Part Three is a transcription of two earlier drafts of the essay, with much of the discarded writings preserved, which throws light on Tolkien's thought process on these topics.
From the publisher
‘On Fairy-stories’ comprises about 18,000 words. What is little-known is that when Tolkien expanded the essay in 1943, he wrote many more pages of his views that were originally condensed into or cut from the published version. An estimate is difficult, but these unpublished passages perhaps amount to half again as much writing as the essay itself. These passages contain important elaborations of his views on other writers, and their publication represents a significant addition to Tolkien studies. Included in this new critical study of the work are:
- An introductory essay setting the stage for Tolkien's 1939 lecture (the origin of the essay) and placing it within a historical context.

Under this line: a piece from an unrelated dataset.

PR #1877, opened 2026-06-17
TS-3954: Disable bottom ad row, re-enable rail video ad

Oksamies:
Bottom banner ads have poor viewability, so gate the bottom-ads Island behind
a BOTTOM_ADS_ENABLED flag (default off) until we reassess; the slot config and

- A history of the writing of ‘On Fairy-stories’, beginning with coverage of the original lecture as delivered, and continuing through to first publication in 1947.
- The essay proper as published in corrected form in Tree and Leaf (1964).
- Commentary on the allusions in the text, and notes about the revisions Tolkien made to the text as published in Tree and Leaf.
- Important material not included in the essay as published, with commentary by the editors.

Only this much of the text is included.